[Records drawn from a dataset]
'''

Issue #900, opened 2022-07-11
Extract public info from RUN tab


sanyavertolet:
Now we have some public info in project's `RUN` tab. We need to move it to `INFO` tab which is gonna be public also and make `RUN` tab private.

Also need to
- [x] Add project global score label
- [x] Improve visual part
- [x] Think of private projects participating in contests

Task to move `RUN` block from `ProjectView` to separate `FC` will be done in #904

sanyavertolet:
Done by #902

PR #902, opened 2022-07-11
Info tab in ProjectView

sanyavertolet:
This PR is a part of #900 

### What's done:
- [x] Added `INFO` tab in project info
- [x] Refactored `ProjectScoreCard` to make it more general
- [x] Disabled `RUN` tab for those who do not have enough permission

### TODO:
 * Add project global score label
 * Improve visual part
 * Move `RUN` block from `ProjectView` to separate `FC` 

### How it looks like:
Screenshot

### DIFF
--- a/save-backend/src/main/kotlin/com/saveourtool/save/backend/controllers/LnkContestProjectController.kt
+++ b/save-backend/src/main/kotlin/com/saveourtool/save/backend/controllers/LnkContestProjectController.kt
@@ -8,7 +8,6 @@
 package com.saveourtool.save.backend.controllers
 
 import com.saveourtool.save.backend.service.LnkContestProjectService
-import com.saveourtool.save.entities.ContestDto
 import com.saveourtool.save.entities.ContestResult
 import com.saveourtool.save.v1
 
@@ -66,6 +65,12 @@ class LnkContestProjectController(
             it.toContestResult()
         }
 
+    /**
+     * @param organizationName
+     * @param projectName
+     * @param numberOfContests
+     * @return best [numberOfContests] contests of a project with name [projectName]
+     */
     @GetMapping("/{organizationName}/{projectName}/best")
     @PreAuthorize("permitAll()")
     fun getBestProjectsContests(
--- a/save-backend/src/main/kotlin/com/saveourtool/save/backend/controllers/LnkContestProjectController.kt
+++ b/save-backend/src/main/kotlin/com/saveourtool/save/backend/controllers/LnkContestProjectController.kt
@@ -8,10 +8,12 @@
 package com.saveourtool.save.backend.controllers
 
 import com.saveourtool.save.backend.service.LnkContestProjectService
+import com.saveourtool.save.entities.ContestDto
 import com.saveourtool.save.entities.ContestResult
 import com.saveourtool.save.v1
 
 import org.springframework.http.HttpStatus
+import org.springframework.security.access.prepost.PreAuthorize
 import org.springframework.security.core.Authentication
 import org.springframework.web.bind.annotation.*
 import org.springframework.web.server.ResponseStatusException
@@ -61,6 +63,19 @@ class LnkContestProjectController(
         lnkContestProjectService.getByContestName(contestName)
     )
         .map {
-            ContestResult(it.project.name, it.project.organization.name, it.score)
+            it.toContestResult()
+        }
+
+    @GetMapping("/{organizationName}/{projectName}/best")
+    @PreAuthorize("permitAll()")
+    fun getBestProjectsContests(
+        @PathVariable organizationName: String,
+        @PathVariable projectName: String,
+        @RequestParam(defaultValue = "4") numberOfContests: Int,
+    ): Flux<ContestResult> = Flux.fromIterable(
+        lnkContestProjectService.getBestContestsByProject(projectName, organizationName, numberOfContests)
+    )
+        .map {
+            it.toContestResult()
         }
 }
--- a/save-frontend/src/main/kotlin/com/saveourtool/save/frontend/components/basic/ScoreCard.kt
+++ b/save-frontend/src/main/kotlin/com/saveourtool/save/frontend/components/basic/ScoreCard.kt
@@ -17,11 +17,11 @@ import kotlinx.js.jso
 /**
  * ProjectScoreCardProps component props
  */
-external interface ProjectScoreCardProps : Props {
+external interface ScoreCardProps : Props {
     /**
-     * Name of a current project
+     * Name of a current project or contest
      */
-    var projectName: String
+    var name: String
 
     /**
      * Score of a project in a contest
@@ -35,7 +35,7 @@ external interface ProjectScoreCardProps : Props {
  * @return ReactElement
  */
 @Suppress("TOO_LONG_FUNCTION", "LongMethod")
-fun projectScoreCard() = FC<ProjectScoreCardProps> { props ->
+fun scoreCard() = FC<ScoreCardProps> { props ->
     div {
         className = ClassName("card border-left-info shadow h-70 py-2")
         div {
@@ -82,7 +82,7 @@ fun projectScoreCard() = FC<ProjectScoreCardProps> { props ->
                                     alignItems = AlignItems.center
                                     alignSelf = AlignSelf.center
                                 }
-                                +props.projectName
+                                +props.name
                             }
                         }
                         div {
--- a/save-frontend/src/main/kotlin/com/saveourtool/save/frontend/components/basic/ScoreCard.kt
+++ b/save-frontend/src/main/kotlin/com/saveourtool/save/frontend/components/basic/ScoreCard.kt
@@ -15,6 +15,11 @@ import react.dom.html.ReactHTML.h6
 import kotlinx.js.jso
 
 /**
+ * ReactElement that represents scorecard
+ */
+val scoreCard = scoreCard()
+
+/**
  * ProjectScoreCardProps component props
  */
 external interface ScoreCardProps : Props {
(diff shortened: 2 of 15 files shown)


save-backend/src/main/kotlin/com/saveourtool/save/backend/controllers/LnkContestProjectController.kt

'''

The lines above need to be restated word for word, all of them.

Output for this task>
Issue #900, opened 2022-07-11
Extract public info from RUN tab


sanyavertolet:
Now we have some public info in project's `RUN` tab. We need to move it to `INFO` tab which is gonna be public also and make `RUN` tab private.

Also need to
- [x] Add project global score label
- [x] Improve visual part
- [x] Think of private projects participating in contests

Task to move `RUN` block from `ProjectView` to separate `FC` will be done in #904

sanyavertolet:
Done by #902

PR #902, opened 2022-07-11
Info tab in ProjectView

sanyavertolet:
This PR is a part of #900 

### What's done:
- [x] Added `INFO` tab in project info
- [x] Refactored `ProjectScoreCard` to make it more general
- [x] Disabled `RUN` tab for those who do not have enough permission

### TODO:
 * Add project global score label
 * Improve visual part
 * Move `RUN` block from `ProjectView` to separate `FC` 

### How it looks like:
Screenshot

### DIFF
--- a/save-backend/src/main/kotlin/com/saveourtool/save/backend/controllers/LnkContestProjectController.kt
+++ b/save-backend/src/main/kotlin/com/saveourtool/save/backend/controllers/LnkContestProjectController.kt
@@ -8,7 +8,6 @@
 package com.saveourtool.save.backend.controllers
 
 import com.saveourtool.save.backend.service.LnkContestProjectService
-import com.saveourtool.save.entities.ContestDto
 import com.saveourtool.save.entities.ContestResult
 import com.saveourtool.save.v1
 
@@ -66,6 +65,12 @@ class LnkContestProjectController(
             it.toContestResult()
         }
 
+    /**
+     * @param organizationName
+     * @param projectName
+     * @param numberOfContests
+     * @return best [numberOfContests] contests of a project with name [projectName]
+     */
     @GetMapping("/{organizationName}/{projectName}/best")
     @PreAuthorize("permitAll()")
     fun getBestProjectsContests(
--- a/save-backend/src/main/kotlin/com/saveourtool/save/backend/controllers/LnkContestProjectController.kt
+++ b/save-backend/src/main/kotlin/com/saveourtool/save/backend/controllers/LnkContestProjectController.kt
@@ -8,10 +8,12 @@
 package com.saveourtool.save.backend.controllers
 
 import com.saveourtool.save.backend.service.LnkContestProjectService
+import com.saveourtool.save.entities.ContestDto
 import com.saveourtool.save.entities.ContestResult
 import com.saveourtool.save.v1
 
 import org.springframework.http.HttpStatus
+import org.springframework.security.access.prepost.PreAuthorize
 import org.springframework.security.core.Authentication
 import org.springframework.web.bind.annotation.*
 import org.springframework.web.server.ResponseStatusException
@@ -61,6 +63,19 @@ class LnkContestProjectController(
         lnkContestProjectService.getByContestName(contestName)
     )
         .map {
-            ContestResult(it.project.name, it.project.organization.name, it.score)
+            it.toContestResult()
+        }
+
+    @GetMapping("/{organizationName}/{projectName}/best")
+    @PreAuthorize("permitAll()")
+    fun getBestProjectsContests(
+        @PathVariable organizationName: String,
+        @PathVariable projectName: String,
+        @RequestParam(defaultValue = "4") numberOfContests: Int,
+    ): Flux<ContestResult> = Flux.fromIterable(
+        lnkContestProjectService.getBestContestsByProject(projectName, organizationName, numberOfContests)
+    )
+        .map {
+            it.toContestResult()
         }
 }
--- a/save-frontend/src/main/kotlin/com/saveourtool/save/frontend/components/basic/ScoreCard.kt
+++ b/save-frontend/src/main/kotlin/com/saveourtool/save/frontend/components/basic/ScoreCard.kt
@@ -17,11 +17,11 @@ import kotlinx.js.jso
 /**
  * ProjectScoreCardProps component props
  */
-external interface ProjectScoreCardProps : Props {
+external interface ScoreCardProps : Props {
     /**
-     * Name of a current project
+     * Name of a current project or contest
      */
-    var projectName: String
+    var name: String
 
     /**
      * Score of a project in a contest
@@ -35,7 +35,7 @@ external interface ProjectScoreCardProps : Props {
  * @return ReactElement
  */
 @Suppress("TOO_LONG_FUNCTION", "LongMethod")
-fun projectScoreCard() = FC<ProjectScoreCardProps> { props ->
+fun scoreCard() = FC<ScoreCardProps> { props ->
     div {
         className = ClassName("card border-left-info shadow h-70 py-2")
         div {
@@ -82,7 +82,7 @@ fun projectScoreCard() = FC<ProjectScoreCardProps> { props ->
                                     alignItems = AlignItems.center
                                     alignSelf = AlignSelf.center
                                 }
-                                +props.projectName
+                                +props.name
                             }
                         }
                         div {
--- a/save-frontend/src/main/kotlin/com/saveourtool/save/frontend/components/basic/ScoreCard.kt
+++ b/save-frontend/src/main/kotlin/com/saveourtool/save/frontend/components/basic/ScoreCard.kt
@@ -15,6 +15,11 @@ import react.dom.html.ReactHTML.h6
 import kotlinx.js.jso
 
 /**
+ * ReactElement that represents scorecard
+ */
+val scoreCard = scoreCard()
+
+/**
  * ProjectScoreCardProps component props
  */
 external interface ScoreCardProps : Props {
(diff shortened: 2 of 15 files shown)


save-backend/src/main/kotlin/com/saveourtool/save/backend/controllers/LnkContestProjectController.kt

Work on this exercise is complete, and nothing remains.